According to an advantageous embodiment variant of the invention, the rod-shaped fingers are aligned in each case pairwise and more or less in perpendicular to a vertical plane and arranged in the movement direction in positions shifted in relation to each other and movable about a common rotational axis. This can be realized, for instance, by way of a multi-part hollow shaft with shaft sections arranged coaxially in relation to each other and fingers disposed on each. The rod-shaped fingers can optionally be aligned in each case pairwise and more or less in perpendicular to a vertical plane and arranged in the movement direction in positions shifted in relation to each other and movable about rotational axes that are each disposed in parallel to each other with only a small distance between the axes. In this variant of the apparatus according to the invention, it is possible, for instance, for two parallel shafts to be arranged next to each other.

Preferably, each of the shafts on which the fingers are in each case pivotably arranged, has a drive of its own so that the shafts and the fingers arranged thereon can each perform rotational movements independently of one another.

One embodiment variant of the apparatus according to the invention provides for the two shafts with their respectively allocated, separate drives to be designed as coaxial inner and outer shafts. Optionally, the two shafts with their respectively allocated, separate drives can be arranged one above the other, in each case aligned largely flush with each other. In addition, the two shafts with their respectively allocated, separate drives can also be each arranged one above the other with parallel axes of rotation, said axes, however, shifted in relation to each other.

Furthermore, it is possible to provide the finger-like folding-in elements in variable and/or adjustable lengths. In this manner, it is even better possible to set and adjust the apparatus to different box and/or article sizes and different pitch distances.

The shaft drive can be performed in a number of different ways. The shafts can be driven by means of separate electric motors. The shafts, together with the fingers arranged thereon, can also be directly coupled with the driving motors by means of chain drives or belt drives. A particularly useful variant of the present invention is to provide one of the two shafts with a direct drive, while the other shaft has a belt drive. In the instance of the two-part hollow shaft arrangement, the inner shaft may comprise a direct drive, while the hollow shaft is coupled to a driving motor, which is disposed offset, by means of a belt or chain drive. This is possible to assemble, for instance, by means of a hollow shaft, which can be separately driven by a belt and a second motor. The solid shaft is preferably arranged directly on the first motor.

Typically, in each case two pairs of finger-like folding-in elements, which are each movable independently of one another, are arranged on both sides of the article stream, the said elements used for folding in the side flaps of the box blanks transversely to the conveying direction. The essential improvement over the heretofore known variants lies in that, according to the present invention, each of the fingers can be moved separately and independently of each of the respective other finger. This requires two drives on each side rather than only one drive, as was previously used.

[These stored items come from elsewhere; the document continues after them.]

PR #9734, opened 2026-03-28
Fix persona is_visible field reset on update

### LINKED ISSUE #9517: Bug: Persona `is_visible` field gets reset to `True` when updating persona through AgentEditor page
**I'm happy to submit a PR to fix this issue if you'd like.** 

### Description

When updating a persona through the normal agent editor flow, the `is_visible` field is inadvertently reset to `True`, even if it was previously set to `False` by an admin. This happens because the `is_visible` parameter is not passed through the update flow, causing it to use the default value.

### Root Cause

The `is_visible` field is missing from the entire persona update chain:

1. **Frontend (`web/src/refresh-pages/AgentEditorPage.tsx`)**:
   - `initialValues` doesn't include `is_visible`
   - The form doesn't capture or send `is_visible` to the API

2. **Frontend API layer (`web/src/app/admin/agents/lib.ts`)**:
   - `PersonaUpsertParameters` interface doesn't include `is_visible`
   - `buildPersonaUpsertRequest` doesn't handle `is_visible`

3. **Backend API (`backend/onyx/server/features/persona/models.py`)**:
   - `PersonaUpsertRequest` doesn't include `is_visible` field

4. **Backend DB (`backend/onyx/db/persona.py`)**:
   - `create_update_persona()` calls `upsert_persona()` but never passes `is_visible`
   - `upsert_persona()`  has `is_visible: bool = True` as a parameter
   - When updating an existing persona, it always sets: `existing_persona.is_visible = is_visible`

### Steps to Reproduce

1. As an admin, create an agent and set it to `is_visible=False` using the admin endpoint:
   ```
   PATCH /api/admin/persona/{persona_id}/visible
   {"is_visible": false}
   ```

2. Verify the persona is now hidden (not visible to non-admin users)

3. Edit that same persona through the normal agent editor (e.g., change the description)

4. Save the persona

5. Check the `is_visible` field in the database

### Expected Behavior

The `is_visible` field should be preserved when updating a persona through the editor.

### Actual Behavior

The `is_visible` field gets reset to `True` (the default value in `upsert_persona()`), making the persona visible again even though an admin explicitly hid it.

### Impact

- Admins cannot reliably hide personas from users
- Hidden personas become visible again after any edit

### Environment

- Onyx version: 50dde0be1
- Affected files:
  - `backend/onyx/db/persona.py`
  - `backend/onyx/server/features/persona/api.py`
  - `backend/onyx/server/features/persona/models.py`
  - `web/src/refresh-pages/AgentEditorPage.tsx`
  - `web/src/app/admin/agents/lib.ts`

jnMetaCode:
## Summary

- Fixes #9517: The `is_visible` (`is_listed`) field was being reset to `True` whenever a persona was updated through the AgentEditor page, because the field was never passed through the update chain.
- Added `is_visible` to the frontend form state (`AgentEditorPage.tsx`), the frontend API interfaces and request builder (`lib.ts`), the backend Pydantic model (`PersonaUpsertRequest`), and the `create_update_persona` DB function call to `upsert_persona`.
- On edit, the form now initializes `is_visible` from the existing persona's `is_listed` value and passes it through to the backend, preserving the admin's hidden/visible setting.

## Test plan

- [ ] Create a persona and set it to hidden via `PATCH /api/admin/persona/{id}/visible` with `{"is_visible": false}`
- [ ] Edit that persona through the AgentEditor (e.g., change description) and save
- [ ] Verify that `is_listed` remains `false` in the database after the edit
- [ ] Create a new persona through the editor and verify it defaults to `is_listed=true`

---
## Summary by cubic
Fixes persona visibility resetting on edit and when the field is omitted. `is_visible` now flows end-to-end and preserves existing `is_listed` on update; new personas still default to visible. Fixes #9517.

- **Bug Fixes**
  - Added `is_visible` to AgentEditor form state and request builder.
  - Made backend `PersonaUpsertRequest.is_visible` optional; omitting it keeps the current value.
  - Passed `is_visible` to DB upsert as `is_listed`; on update uses existing when `None`, on create defaults to `True`.

<sup>Written for commit 31b0462b5987f5c4912579beb0ad8e0e2f38524b. Summary will update on new commits.</sup>

### DIFF
--- a/backend/onyx/db/persona.py
+++ b/backend/onyx/db/persona.py
@@ -311,6 +311,7 @@ def create_update_persona(
             search_start_date=create_persona_request.search_start_date,
             label_ids=create_persona_request.label_ids,
             is_featured=create_persona_request.is_featured,
+            is_listed=create_persona_request.is_visible,
             user_file_ids=converted_user_file_ids,
             commit=False,
             hierarchy_node_ids=create_persona_request.hierarchy_node_ids,
--- a/backend/onyx/db/persona.py
+++ b/backend/onyx/db/persona.py
@@ -921,7 +921,7 @@ def upsert_persona(
     uploaded_image_id: str | None = None,
     icon_name: str | None = None,
     display_priority: int | None = None,
-    is_listed: bool = True,
+    is_listed: bool | None = None,
     remove_image: bool | None = None,
     search_start_date: datetime | None = None,
     builtin_persona: bool = False,
@@ -1048,7 +1048,9 @@ def upsert_persona(
         if remove_image or uploaded_image_id:
             existing_persona.uploaded_image_id = uploaded_image_id
         existing_persona.icon_name = icon_name
-        existing_persona.is_listed = is_listed
+        existing_persona.is_listed = (
+            is_listed if is_listed is not None else existing_persona.is_listed
+        )
         existing_persona.search_start_date = search_start_date
         if label_ids is not None:
             existing_persona.labels.clear()
@@ -1120,7 +1122,7 @@ def upsert_persona(
             uploaded_image_id=uploaded_image_id,
             icon_name=icon_name,
             display_priority=display_priority,
-            is_listed=is_listed,
+            is_listed=is_listed if is_listed is not None else True,
             search_start_date=search_start_date,
             is_featured=(is_featured if is_featured is not None else False),
             user_files=user_files or [],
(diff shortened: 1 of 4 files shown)


kamaiel:
Thanks for taking my issue into consideration. Could we use the name "`is_listed`" in the frontend instead of "`is_visible`"?

justin-tahara:
Closing as obsolete: the is_visible clobber was resolved by the #9569 rename plus the preserve-on-None handling in #12011, so this no longer applies to main.

PR #9751, opened 2026-03-30
feat(file-upload): Upload files exceeding tokens but skip indexing

Danelegend:
## Description
This allows files to be uploaded that exceed the maximum number of tokens. The token count is necessary to index the documents. When a user uploads a file that exceeds the max number of tokens (and is allowed to be uploaded), the file is uploaded but not indexed.

This scenario is currently restricted to Tabular data files. The current workflow is that the file is uploaded, to be used by code-interpreter.

## How Has This Been Tested?
Manual + tests

## Additional Options

---
## Summary by cubic
Allow uploading tabular files that exceed the token limit; they are stored for code interpreter use, marked `SKIPPED`, and never indexed or queued. Non-exempt types over the limit are still rejected.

Generally, several variants are conceivable for driving the independently movable folding-in means of each pair of folding-in elements. It is for instance possible to arrange the shafts required for each movable folding-in means with their respectively allocated, separate drives one above the other, in each case aligned largely flush with each other. Optionally, the shafts with their respectively allocated, separate drives can be each arranged one above the other with parallel axes of rotation, said axes, however, shifted in relation to each other.

The present invention furthermore comprises folding-in means such as are used in particular in an apparatus according to one of the previously described embodiment variants, said folding-in means being part of an apparatus having the purpose of packaging articles in a box blank with folding lines and foldable flaps. The folding-in means are each bow-shaped so that an adequate clearance for each subsequent foldable flap of the successive boxes is created when said folding-in means move.

Finally, the invention comprises a method for packaging articles in a box blank with folding lines and foldable flaps, said method comprising at least the following steps: feeding a stream of articles, dividing up the articles into groups of articles, feeding a box blank to the group of articles and/or feeding the article stream to the box blank, and folding in the foldable flaps by means of at least one pair of folding-in means per rotating folding-in element. The method is characterized in that the two folding-in means are moved and/or controlled or regulated independently of one another. It is therefore preferably possible to use a separate drive for moving each one of the folding-in means. In particular, the folding-in means can thereby rotate about an axis that is perpendicular to the conveying plane. The folding-in means can additionally change the angle of their relative positions to each other during the process of folding in.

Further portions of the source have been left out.